TASK REQUIREMENTS - Read the listing below and copy out every line that holds "json".

THE RECORDS -
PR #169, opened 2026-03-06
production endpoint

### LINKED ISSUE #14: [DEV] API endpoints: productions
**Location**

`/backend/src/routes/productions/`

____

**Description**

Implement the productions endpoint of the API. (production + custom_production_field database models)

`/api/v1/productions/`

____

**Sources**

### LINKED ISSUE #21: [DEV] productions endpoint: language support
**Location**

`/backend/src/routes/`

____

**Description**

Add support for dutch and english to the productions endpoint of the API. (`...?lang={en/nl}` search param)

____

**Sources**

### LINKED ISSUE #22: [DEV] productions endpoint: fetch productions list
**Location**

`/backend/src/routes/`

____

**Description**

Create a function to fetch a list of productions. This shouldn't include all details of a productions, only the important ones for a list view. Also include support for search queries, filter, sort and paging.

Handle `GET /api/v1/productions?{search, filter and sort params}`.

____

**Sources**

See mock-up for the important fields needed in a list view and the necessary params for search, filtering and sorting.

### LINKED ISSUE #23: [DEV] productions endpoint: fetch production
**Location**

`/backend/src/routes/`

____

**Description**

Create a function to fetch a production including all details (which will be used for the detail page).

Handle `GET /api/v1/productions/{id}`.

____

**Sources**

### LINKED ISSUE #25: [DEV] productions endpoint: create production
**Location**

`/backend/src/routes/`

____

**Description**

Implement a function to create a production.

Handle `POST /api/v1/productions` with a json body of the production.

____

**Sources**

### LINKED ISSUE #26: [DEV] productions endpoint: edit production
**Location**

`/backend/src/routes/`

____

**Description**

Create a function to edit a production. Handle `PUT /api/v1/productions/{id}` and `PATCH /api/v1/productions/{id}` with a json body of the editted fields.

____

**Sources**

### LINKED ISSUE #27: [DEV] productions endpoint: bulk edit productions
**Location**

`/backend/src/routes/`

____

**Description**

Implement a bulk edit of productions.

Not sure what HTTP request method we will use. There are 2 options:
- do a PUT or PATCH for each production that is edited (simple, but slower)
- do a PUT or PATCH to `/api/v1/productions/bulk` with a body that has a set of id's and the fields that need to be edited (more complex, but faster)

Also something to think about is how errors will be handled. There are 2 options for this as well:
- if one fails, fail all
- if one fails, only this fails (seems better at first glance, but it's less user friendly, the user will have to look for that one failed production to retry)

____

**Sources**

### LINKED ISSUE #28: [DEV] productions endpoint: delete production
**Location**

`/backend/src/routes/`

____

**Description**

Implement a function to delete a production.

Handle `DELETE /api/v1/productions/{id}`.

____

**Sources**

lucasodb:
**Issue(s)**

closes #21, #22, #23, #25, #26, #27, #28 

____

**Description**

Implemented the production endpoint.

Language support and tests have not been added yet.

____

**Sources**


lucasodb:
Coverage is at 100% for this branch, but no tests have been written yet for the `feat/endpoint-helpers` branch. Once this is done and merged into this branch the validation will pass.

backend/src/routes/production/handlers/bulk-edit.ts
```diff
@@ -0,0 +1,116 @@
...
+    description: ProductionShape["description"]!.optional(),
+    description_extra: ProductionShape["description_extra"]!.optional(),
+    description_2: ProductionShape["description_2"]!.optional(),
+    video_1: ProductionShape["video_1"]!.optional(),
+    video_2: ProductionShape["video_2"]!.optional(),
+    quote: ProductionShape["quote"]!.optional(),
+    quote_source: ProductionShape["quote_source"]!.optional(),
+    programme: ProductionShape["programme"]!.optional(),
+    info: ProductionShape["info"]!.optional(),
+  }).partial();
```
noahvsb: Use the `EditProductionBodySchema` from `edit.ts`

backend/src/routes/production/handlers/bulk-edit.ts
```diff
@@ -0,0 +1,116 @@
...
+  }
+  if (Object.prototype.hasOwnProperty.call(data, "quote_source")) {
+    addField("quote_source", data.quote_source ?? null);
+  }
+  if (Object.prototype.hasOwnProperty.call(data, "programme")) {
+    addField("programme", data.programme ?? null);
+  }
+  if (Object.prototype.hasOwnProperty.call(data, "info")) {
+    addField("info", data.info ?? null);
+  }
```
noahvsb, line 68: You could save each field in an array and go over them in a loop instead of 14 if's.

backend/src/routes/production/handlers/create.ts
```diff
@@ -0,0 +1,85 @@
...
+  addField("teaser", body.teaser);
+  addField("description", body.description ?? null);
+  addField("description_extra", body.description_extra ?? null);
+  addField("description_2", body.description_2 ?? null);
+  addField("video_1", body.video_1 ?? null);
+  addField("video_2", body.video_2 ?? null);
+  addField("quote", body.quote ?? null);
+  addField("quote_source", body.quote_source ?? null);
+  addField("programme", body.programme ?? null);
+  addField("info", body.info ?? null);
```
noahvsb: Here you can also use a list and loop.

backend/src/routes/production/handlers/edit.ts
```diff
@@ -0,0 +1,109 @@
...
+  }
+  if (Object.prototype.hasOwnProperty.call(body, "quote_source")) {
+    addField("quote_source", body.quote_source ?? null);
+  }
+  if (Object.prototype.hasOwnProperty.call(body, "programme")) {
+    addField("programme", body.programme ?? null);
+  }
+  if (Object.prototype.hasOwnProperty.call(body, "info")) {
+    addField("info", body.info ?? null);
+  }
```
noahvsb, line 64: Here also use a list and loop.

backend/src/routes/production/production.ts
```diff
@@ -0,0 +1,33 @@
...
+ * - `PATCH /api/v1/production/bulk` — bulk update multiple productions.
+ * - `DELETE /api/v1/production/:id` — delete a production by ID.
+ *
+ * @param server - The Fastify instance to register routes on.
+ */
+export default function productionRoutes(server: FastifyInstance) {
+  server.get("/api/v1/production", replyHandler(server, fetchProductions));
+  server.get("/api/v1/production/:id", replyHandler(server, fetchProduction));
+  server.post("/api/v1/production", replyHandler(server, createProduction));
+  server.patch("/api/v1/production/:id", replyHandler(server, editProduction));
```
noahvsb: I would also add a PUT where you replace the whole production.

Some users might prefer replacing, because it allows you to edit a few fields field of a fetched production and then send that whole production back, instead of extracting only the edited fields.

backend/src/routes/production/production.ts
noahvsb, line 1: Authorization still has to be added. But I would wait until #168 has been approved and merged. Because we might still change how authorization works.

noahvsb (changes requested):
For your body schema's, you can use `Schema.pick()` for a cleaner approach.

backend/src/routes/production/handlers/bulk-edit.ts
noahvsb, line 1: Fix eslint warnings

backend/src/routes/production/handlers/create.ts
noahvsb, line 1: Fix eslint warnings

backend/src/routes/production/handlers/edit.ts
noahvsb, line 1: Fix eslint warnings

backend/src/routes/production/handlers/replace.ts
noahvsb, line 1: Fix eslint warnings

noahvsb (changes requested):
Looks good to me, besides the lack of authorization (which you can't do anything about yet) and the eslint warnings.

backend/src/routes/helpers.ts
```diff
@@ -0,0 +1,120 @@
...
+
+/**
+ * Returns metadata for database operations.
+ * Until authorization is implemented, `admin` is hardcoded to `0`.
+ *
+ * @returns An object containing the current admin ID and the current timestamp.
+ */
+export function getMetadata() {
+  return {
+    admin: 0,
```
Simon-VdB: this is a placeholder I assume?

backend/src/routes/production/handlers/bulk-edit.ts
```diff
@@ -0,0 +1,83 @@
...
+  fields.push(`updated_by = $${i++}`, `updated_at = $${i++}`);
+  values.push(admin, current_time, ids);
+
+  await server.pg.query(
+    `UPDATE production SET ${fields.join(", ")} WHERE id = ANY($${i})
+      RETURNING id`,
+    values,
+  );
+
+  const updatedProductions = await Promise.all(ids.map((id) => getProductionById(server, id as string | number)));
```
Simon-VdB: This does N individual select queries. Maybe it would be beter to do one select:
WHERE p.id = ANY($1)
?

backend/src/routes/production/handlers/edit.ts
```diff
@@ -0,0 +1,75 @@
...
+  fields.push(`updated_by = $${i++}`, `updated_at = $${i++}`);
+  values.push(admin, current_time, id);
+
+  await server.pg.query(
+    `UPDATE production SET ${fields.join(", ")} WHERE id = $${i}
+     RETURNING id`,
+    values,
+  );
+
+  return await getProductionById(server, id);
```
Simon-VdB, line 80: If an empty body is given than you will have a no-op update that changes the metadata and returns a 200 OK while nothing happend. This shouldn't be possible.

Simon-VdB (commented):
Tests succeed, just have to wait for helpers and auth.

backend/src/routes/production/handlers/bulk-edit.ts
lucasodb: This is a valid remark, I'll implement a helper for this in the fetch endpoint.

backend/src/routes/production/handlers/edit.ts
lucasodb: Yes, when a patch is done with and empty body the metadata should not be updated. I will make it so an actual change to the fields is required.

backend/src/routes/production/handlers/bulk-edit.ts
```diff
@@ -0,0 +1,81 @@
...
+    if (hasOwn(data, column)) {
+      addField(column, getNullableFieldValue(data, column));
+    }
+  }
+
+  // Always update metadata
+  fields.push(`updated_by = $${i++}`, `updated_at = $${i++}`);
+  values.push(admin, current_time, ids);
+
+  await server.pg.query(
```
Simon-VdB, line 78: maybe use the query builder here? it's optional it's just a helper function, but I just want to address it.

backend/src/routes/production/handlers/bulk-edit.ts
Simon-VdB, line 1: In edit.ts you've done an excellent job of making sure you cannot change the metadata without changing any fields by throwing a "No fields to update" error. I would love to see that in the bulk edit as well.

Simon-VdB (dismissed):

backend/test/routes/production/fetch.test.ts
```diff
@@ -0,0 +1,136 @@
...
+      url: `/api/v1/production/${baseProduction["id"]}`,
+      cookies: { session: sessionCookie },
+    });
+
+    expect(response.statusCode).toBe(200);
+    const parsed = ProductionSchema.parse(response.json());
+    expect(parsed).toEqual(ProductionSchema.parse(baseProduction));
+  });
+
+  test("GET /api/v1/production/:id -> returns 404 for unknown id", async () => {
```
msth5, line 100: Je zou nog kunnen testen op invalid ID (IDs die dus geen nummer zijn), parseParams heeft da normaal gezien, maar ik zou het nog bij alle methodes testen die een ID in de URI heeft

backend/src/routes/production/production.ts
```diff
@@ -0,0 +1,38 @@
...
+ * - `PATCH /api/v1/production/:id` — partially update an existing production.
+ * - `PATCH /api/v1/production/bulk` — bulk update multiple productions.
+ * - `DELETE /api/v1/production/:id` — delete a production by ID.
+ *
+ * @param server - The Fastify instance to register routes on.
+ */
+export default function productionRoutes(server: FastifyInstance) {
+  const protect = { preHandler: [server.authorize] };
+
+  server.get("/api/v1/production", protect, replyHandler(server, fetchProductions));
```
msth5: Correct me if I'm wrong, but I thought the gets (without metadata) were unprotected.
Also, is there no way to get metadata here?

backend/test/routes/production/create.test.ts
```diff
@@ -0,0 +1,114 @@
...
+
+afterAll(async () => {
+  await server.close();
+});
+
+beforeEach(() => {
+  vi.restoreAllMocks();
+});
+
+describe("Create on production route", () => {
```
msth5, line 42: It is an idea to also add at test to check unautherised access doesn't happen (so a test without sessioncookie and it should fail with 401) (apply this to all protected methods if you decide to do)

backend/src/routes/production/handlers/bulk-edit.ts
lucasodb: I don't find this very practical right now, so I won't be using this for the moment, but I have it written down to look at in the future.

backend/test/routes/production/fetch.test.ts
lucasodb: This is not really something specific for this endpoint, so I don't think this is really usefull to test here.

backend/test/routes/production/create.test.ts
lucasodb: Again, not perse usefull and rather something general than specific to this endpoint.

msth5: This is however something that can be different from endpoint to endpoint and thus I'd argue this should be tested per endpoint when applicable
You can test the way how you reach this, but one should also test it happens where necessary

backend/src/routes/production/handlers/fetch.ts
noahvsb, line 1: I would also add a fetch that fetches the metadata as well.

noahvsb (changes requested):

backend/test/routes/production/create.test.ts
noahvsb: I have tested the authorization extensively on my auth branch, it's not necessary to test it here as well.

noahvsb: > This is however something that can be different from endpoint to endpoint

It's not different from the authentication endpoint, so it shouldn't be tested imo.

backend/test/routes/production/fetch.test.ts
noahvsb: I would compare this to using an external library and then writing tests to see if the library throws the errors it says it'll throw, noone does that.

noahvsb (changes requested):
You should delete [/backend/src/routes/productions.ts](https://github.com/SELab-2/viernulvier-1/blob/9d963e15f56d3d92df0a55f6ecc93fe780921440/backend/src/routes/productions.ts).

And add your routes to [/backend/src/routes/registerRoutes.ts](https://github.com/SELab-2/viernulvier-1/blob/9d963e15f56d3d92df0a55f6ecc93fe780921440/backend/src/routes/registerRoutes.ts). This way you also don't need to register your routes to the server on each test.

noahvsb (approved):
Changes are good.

* * *

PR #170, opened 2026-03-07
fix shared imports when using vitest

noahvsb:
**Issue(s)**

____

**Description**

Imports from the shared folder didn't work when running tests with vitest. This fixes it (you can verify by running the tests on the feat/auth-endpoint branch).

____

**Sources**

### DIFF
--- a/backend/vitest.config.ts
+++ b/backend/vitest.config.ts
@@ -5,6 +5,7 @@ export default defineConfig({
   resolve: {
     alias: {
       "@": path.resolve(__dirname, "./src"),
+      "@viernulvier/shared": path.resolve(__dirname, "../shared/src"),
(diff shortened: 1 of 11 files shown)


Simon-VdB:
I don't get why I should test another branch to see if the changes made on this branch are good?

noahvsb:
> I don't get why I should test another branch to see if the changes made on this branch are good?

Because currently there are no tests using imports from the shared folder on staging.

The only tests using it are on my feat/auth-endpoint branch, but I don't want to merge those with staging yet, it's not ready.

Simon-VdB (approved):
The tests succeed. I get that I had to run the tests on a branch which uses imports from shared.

ANSWER TO THIS TASK -
Handle `POST /api/v1/productions` with a json body of the production.
Create a function to edit a production. Handle `PUT /api/v1/productions/{id}` and `PATCH /api/v1/productions/{id}` with a json body of the editted fields.
+    const parsed = ProductionSchema.parse(response.json());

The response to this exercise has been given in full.